**WORK ITEM**
From first line to last, output the records below exactly.

**INPUT**
PR #182, opened 2026-07-07
Add dock click window cycling (like Command-Tilde)

CN120:
## Motivation

macOS's Command-Tilde shortcut cycles through an app's windows, but there's no way to do this from the Dock. This adds an option so clicking an active app's Dock icon rotates through its windows instead of (or in addition to) minimizing them -- useful for quickly switching between windows without reaching for the keyboard.

## Approach

The existing `DockClickService` already intercepts clicks on Dock icons via a CGEvent tap and resolves which app was clicked using Accessibility. This PR adds a new `cycleWindows` action alongside the existing `minimize`/`restore` actions:

- When the feature is enabled and the frontmost app has 2+ unminimized windows, a Dock click raises the next window using `kAXRaiseAction` and sets it as the focused window
- The cycle finds the currently focused window in the AX window list and advances to the next one (wrapping around)
- A separate `dockClickCycleWindows` preference controls the feature independently from the minimize behavior
- When both are enabled, cycling takes priority (since it only fires with multiple windows); single-window apps still minimize normally

## Changes

- `DockClickSupport.swift`: New `.cycleWindows` action case; added `minimizeEnabled`/`cycleWindowsEnabled` parameters to `action()` so the two features compose cleanly
- `DockClickService.swift`: Reads the new preference, handles `.cycleWindows` by calling a new `cycleWindows(pid:windows:)` method
- `Defaults.swift`: New `dockClickCycleWindows` key with `false` default
- `SettingsView.swift`: Toggle in the Dock section
- `Localization.swift` + all language files: UI strings (English placeholders for non-English locales)


vorssaint:
Thanks for this. I tested it locally with multiple windows and it works well. Nice idea to make it compose with the minimize option. Merging now and it will ship with the next update along with a small tweak so the rotation always visits every window.

PR #190, opened 2026-07-08
Add dock click cycle windows toggle to menu panel

CN120:
## Motivation

The dock click window cycling feature (from #182) only had a toggle in the Settings view. Other utilities in this app also appear in the menu bar panel for quick access. This adds the cycle windows toggle there too, so users can enable/disable it without opening Settings.

## Approach

Follows the exact same pattern as the existing `dockClick` (minimize) panel item:

- Adds a new `dockClickCycle` case to `ControlPanelItem`
- Categorized under `.windows` alongside dock preview, dock click minimize, etc.
- Gets its own visibility preference (`panelControlDockClickCycle`) so users can hide it from the panel if they want
- Uses `"dock.rectangle"` SF Symbol to differentiate from the minimize toggle's `"dock.arrow.down.rectangle"`
- Requests Accessibility permission on enable, same as the minimize toggle


vorssaint:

**THE COMPLETED TASK**
PR #182, opened 2026-07-07
Add dock click window cycling (like Command-Tilde)

CN120:
## Motivation

macOS's Command-Tilde shortcut cycles through an app's windows, but there's no way to do this from the Dock. This adds an option so clicking an active app's Dock icon rotates through its windows instead of (or in addition to) minimizing them -- useful for quickly switching between windows without reaching for the keyboard.

## Approach

The existing `DockClickService` already intercepts clicks on Dock icons via a CGEvent tap and resolves which app was clicked using Accessibility. This PR adds a new `cycleWindows` action alongside the existing `minimize`/`restore` actions:

- When the feature is enabled and the frontmost app has 2+ unminimized windows, a Dock click raises the next window using `kAXRaiseAction` and sets it as the focused window
- The cycle finds the currently focused window in the AX window list and advances to the next one (wrapping around)
- A separate `dockClickCycleWindows` preference controls the feature independently from the minimize behavior
- When both are enabled, cycling takes priority (since it only fires with multiple windows); single-window apps still minimize normally

## Changes

- `DockClickSupport.swift`: New `.cycleWindows` action case; added `minimizeEnabled`/`cycleWindowsEnabled` parameters to `action()` so the two features compose cleanly
- `DockClickService.swift`: Reads the new preference, handles `.cycleWindows` by calling a new `cycleWindows(pid:windows:)` method
- `Defaults.swift`: New `dockClickCycleWindows` key with `false` default
- `SettingsView.swift`: Toggle in the Dock section
- `Localization.swift` + all language files: UI strings (English placeholders for non-English locales)


vorssaint:
Thanks for this. I tested it locally with multiple windows and it works well. Nice idea to make it compose with the minimize option. Merging now and it will ship with the next update along with a small tweak so the rotation always visits every window.

PR #190, opened 2026-07-08
Add dock click cycle windows toggle to menu panel

CN120:
## Motivation

The dock click window cycling feature (from #182) only had a toggle in the Settings view. Other utilities in this app also appear in the menu bar panel for quick access. This adds the cycle windows toggle there too, so users can enable/disable it without opening Settings.

## Approach

Follows the exact same pattern as the existing `dockClick` (minimize) panel item:

- Adds a new `dockClickCycle` case to `ControlPanelItem`
- Categorized under `.windows` alongside dock preview, dock click minimize, etc.
- Gets its own visibility preference (`panelControlDockClickCycle`) so users can hide it from the panel if they want
- Uses `"dock.rectangle"` SF Symbol to differentiate from the minimize toggle's `"dock.arrow.down.rectangle"`
- Requests Accessibility permission on enable, same as the minimize toggle


vorssaint:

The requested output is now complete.